A 3-year-old malnourished girl presented on the 8^th day of illness with fever, abdominal pain and distension, with poor oral intake. Acute liver failure (ALF) was diagnosed. ^a On ultrasound scan, two large liver abscesses were detected (one in segment VII and another in segment IVA & IVB), the largest measuring 6.4 × 6.0 cm. Investigations showed a leucocytosis (51.3 × 10⁹/L with neutrophils 75%, and lymphocytes 20%), but normal platelet count, and raised inflammatory markers (Procalcitonin: 8.8 ng/mL, and C-reactive protein at 188 mg/L). Intravenous ceftriaxone, cloxacillin and metronidazole were started. Two pigtail catheters, inserted into each abscess, drained thick pus but despite this, she deteriorated rapidly with vasoplegic shock, encephalopathy, respiratory failure and acute kidney injury (AKI) stage-3 (urea-32 mmol/L (1.7–8.3), creatinine-0.15 mmol/L (0.04–0.10) and fluid overload-13.5%) in the first 24 h of admission, i.e the 9^th day of illness. Vancomycin was added, considering the possibility of methicillin resistant staphylococcal aureus (MRSA).

On the 11^th day of illness, mechanical ventilation was introduced in view of respiratory failure and renal replacement therapy was started in view of AKI stage-3 (anuria). On the 16^th day of illness, renal function improved but encephalopathy, and hepatic function (bilirubin (0.14 mmol/L) and INR (5.8) did not. Rupture of a liver abscess was suspected on ultrasound and two abdominal drains were thus inserted. Her ammonia levels rose to 200 µmol/L and platelets fell to 19 × 10⁹/L; despite all our efforts, the child did not improve and succumbed to ALF and multi organ dysfunction syndrome (MODS) on the 21^st day of illness. Her blood culture had grown a MRSA and the pus from the liver showed gram positive cocci, but was negative for an amoebic polymerase chain reaction test. The abdominal drain culture did not grow any organism, and the baby's immune deficiency work up was negative.

Discussion

Around 30% of childhood ALF is caused by infection ¹ ; liver abscess, as aetiology, is rare. ¹ An Indian study found amoebic liver abscess causing ALF in 4/28 children. ² It also showed that non-viral aetiology had lower mortality rate (25%) as compared to viral (50%) in ALF.

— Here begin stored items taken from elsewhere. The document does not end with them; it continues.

PR #1483, opened 2023-08-07
WRP-22553: Fix Dropdown to focus properly the first option and the last option via page up and page down

0x64:
### Checklist

Focus disappears on the first options and the last options when pressing page up/down on Dropdown that has more than 5 options.

### Resolution
The issue occurs after #1437. The cause is that a logic uses DOM node rather than Spotlight container ID to find Spotlight target after scrolling from the same position as before scrolling. To avoid issue of #1437, I updated the logic to use Spotlight container ID of the same DOM node the logic used instead of revert the PR.

### Additional Considerations
UI tests are added.

### Links
WRP-22553
#1437

### Comments

### DIFF
--- a/CHANGELOG.md
+++ b/CHANGELOG.md
@@ -2,6 +2,12 @@
 
 The following is a curated list of changes in the Enact sandstone module, newest changes on the top.
 
+## [unreleased]
+
+### Fixed
+
+- `sandstone/Dropdown' to focus properly the first option and the last option via page up and page down
+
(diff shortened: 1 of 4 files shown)


0x64:
Note: codecov result is not reported due to unknown reason. Here is the report: https://app.codecov.io/gh/enactjs/sandstone/pull/1483

juwonjeong (approved):
LGTM

juwonjeong (approved):
LGTM

PR #1490, opened 2023-08-23
WRP-24606: Fix hint dialog position of About page in the Sampler

vJIYEv:
### Checklist

In 'About' page of sandstone sampler, hint dialog line looks broken when changing the sampler view height.

### Resolution
A hint dialog should have either `top` or `bottom` property.
But broken hint dialogs have both of them.
So, delete `top` property of broken hint dialogs.

### Additional Considerations

### Links
WRP-24606

### Comments


samples/sampler/stories/default/About.js
```diff
@@ -85,7 +85,7 @@ export const ATourOfSampler = (args) => (
 		>
 			Select any component from the <b>sidebar</b> to see how it works
 		</HintDialog>
-		<HintDialog style={{bottom: riSafe(edgeDotKeepout), left: 39, top: 480}} length={540}>
+		<HintDialog style={{bottom: riSafe(edgeDotKeepout), left: 39}} length={348}>
```
seunghoh, line 88: How does come the 348 value? 
Why only bottom wrapped by riSafe? Why left is not wrapped?

samples/sampler/stories/default/About.js
```diff
@@ -95,7 +95,7 @@ export const ATourOfSampler = (args) => (
 			</b>{' '}
 			for a demonstration
 		</HintDialog>
-		<HintDialog style={{bottom: riSafe(edgeDotKeepout), left: 114, top: 582}} length={348}>
+		<HintDialog style={{bottom: riSafe(edgeDotKeepout), left: 114}} length={156}>
```
seunghoh, line 98: How does come the 156 value? 
Why only bottom wrapped by riSafe? Why left is not wrapped?

samples/sampler/stories/default/About.js
vJIYEv: 348 is a heuristic value that makes hint dialogs do not overlap each other.
I refered prior length of line 98. The hint dialog of line 98 didn't overlap with the one of line 81.
[bottom] should be wapped by riSafe because the size of hint dialog changes when you expand the side bar left to right.
But [left] position should not because the position of [Actions] and [Controls] buttons maintains their size.

samples/sampler/stories/default/About.js
vJIYEv: 156 is a heuristic value that makes hint dialogs do not overlap each other.
I refered prior difference of the hint dialog length between line 88 and line 98.
[bottom] should be wapped by riSafe because the size of hint dialog changes when you expand the side bar left to right.
But [left] position should not because the position of [Actions] and [Controls] buttons maintains their size.

samples/sampler/stories/default/About.js
juwonjeong: As I tested, hint dialogs still overlap each other. Could you please check if it can be fixed?

juwonjeong (approved):

seunghoh (approved):
💯

PR #1499, opened 2023-09-06
WRP-26268: Rename PalmServiceBridge as WebOSServiceBridge

0x64:
### Checklist

`PalmServiceBridge` was renamed as `WebOSServiceBridge` in 2018 with an fallback alias for compatibility on legacy webOS.

### Resolution
Updated qa-a11y sample to use `WebOSServiceBridge`

### Additional Considerations

### Links
WRP-26268

### Comments

### DIFF
--- a/samples/qa-a11y/src/views/ReadAlert.js
+++ b/samples/qa-a11y/src/views/ReadAlert.js
@@ -18,7 +18,7 @@ const ReadAlertView = () => {
 	const onClick2 = onClick(false);
 
 	useEffect( () => {
-		if (window.PalmServiceBridge) {
+		if (window.WebOSServiceBridge ?? window.PalmServiceBridge) {
 			new LS2Request().send({
 				service: 'luna://com.webos.settingsservice/',
 				method: 'getSystemSettings',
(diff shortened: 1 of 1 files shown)


samples/qa-a11y/src/views/ReadAlert.js
```diff
@@ -18,7 +18,7 @@ const ReadAlertView = () => {
 	const onClick2 = onClick(false);
 
 	useEffect( () => {
-		if (window.PalmServiceBridge) {
+		if (window.WebOSServiceBridge ?? window.PalmServiceBridge) {
```
seunghoh, line 21: Do we need this check? 
LS2Request has the check logic and this check logic in this sample looks weird as a reference sample for app developers.

samples/qa-a11y/src/views/ReadAlert.js
```diff
@@ -35,7 +35,7 @@ const ReadAlertView = () => {
 	}, []);
 
 	const onToggle = useCallback(({selected}) => {
-		if (window.PalmServiceBridge) {
+		if (window.WebOSServiceBridge ?? window.PalmServiceBridge) {
```
seunghoh, line 38: Sams as above

seunghoh (approved):
LGTM

samples/qa-a11y/src/views/ReadAlert.js
0x64: Right, `LS2Request` already has checking logic. But, this sample is designed as a sample app, so it looks not weird as an app developer.

PR #322, opened 2024-01-22
Allow OS flags (android|ios):(true|false) for help-structure-generator

RZR-UA:


RZR-UA:
https://github.com/osmandapp/OsmAnd-Issues/issues/2341

PR #331, opened 2024-02-12
Crash after deleting last track in the folder - Web

alisa911:


alisa911:
https://github.com/osmandapp/OsmAnd-Issues/issues/2398

RZR-UA (approved):

Issue #351, opened 2024-03-10
Bug in poi categories on the site


Nine-Tailed:
### Description

Starting with the "routes" category, there has been a shift between icons and category names.

<table style="width:100%">
  <tr>
<th><img src="https://github.com/osmandapp/OsmAnd/assets/12549744/1cd6bde8-dc21-4125-a08f-e3dbbb3ac21f"  width="300" height="auto"/> </th>
  </tr>
</table>

### Steps to reproduce

Open the list of categories on the site.

### Actual result

The current state is shown in the screenshot above.

### Expected result

The category name must match the icon.

### Your Environment (required)

**WARNING** Crash-Logs **MAY** contain information you deem sensitive.
Review this **CAREFULLY** before posting your issue!

```
OsmAnd Version:
Android/iOS version:
Device model:
Crash-Logs: ?
```

vshcherb:
Already available

Nine-Tailed:
Thanks.

PR #359, opened 2024-03-14
Fix poi filters

alisa911:


alisa911:
https://github.com/osmandapp/web/issues/351

map/src/frame/components/poi/PoiTypesDialog.jsx
```diff
@@ -37,6 +37,7 @@ export default function PoiTypesDialog({ dialogOpen, setDialogOpen, width }) {
 
     const classes = useStyles();
     const styles = drawerStyles();
+    const activePoiFilters = removeUnusedFilters(ctx.poiCategory?.filters);
```
RZR-UA, line 40: Will crash (inside function and later on activePoiFilters.map) if no ctx.poiCategory.filters exist (undefined).

RZR-UA (approved):

PR #373, opened 2024-04-02
Get back 'end' instead of 'finish' (compatibility)

RZR-UA:


RZR-UA:
https://github.com/osmandapp/OsmAnd/issues/19422

PR #386, opened 2024-04-19
add poi icons to tags

alisa911:


alisa911:
https://github.com/osmandapp/OsmAnd-Issues/issues/2320

RZR-UA (approved):

PR #388, opened 2024-04-20
Fix GPX export name not updating

### LINKED ISSUE #387: Track name is not updated in GPX export xml
For example, create a track which initially has the name of `Sat Apr 20 2024`, update the name to `Test`, the name in the GPX file remains `Sat Apr 20 2024`:
```xml
<metadata>
  <name>Sat Apr 20 2024</name>
</metadata>
  ```

I have a fix working locally, which I'll submit a PR with. This is my first time working with OsmAnd though so the fix may not be correct, hence why I created this issue separately.

### PR DESCRIPTION
**Pull request by FozzieHi**
Fixes #387

This updates `prepareTrackData` to also set `file.metaData.name` to `file.name` if there is a difference between the two strings. This correctly updates the GPX export XML:
```xml
<metadata>
  <name>Test</name>
</metadata>
```

I also made a quick change to `file.tracks`, but I'm happy to change this back if it doesn't fit in with the project's code style.

### DIFF
--- a/map/src/manager/track/TracksManager.js
+++ b/map/src/manager/track/TracksManager.js
@@ -450,16 +450,13 @@ export async function getGpxFileFromTrackData(file) {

Usually, a liver abscess does not cause hepatic derangement, as it defines a focal hepatic necrosis. Recent data, however, demonstrate that a complicated liver abscess could have raised transaminases as compared to uncomplicated. ³ Also, most children (77%) have a deranged coagulogram at admission. ³ The mechanism for this is considered to be a mass effect of multiple abscesses. A second observation in our case is that the child had MRSA septicaemia and Gram positive cocci were detected in the abscess. The most common organisms worldwide are Klebsiella pneumonae followed by E.coli, but in India it is staphylococcus,^3,4 though the overall yield of culture is very low (3–12%).^3,4 Multiple abscesses were seen in 25% of children, and abscesses >5 cm in diameter were noted in 68%. ⁴ Survival is the rule even in multiple, large volume abscess, even with complications.

Septicaemia, per se, is the most likely cause of ALF; thus when a child presents with such, primary liver abscesses should be searched for as an underlying aetiology. The signs of ALF were apparent in our case de novo, prior to the discovery of liver abscesses and prior to abscess drainage.

Conclusion

Pyogenic liver abscess is rarely associated with ALF. Nevertheless, when a child presents with signs of ALF, evaluating for possible liver abscess and secondary sepsis is important.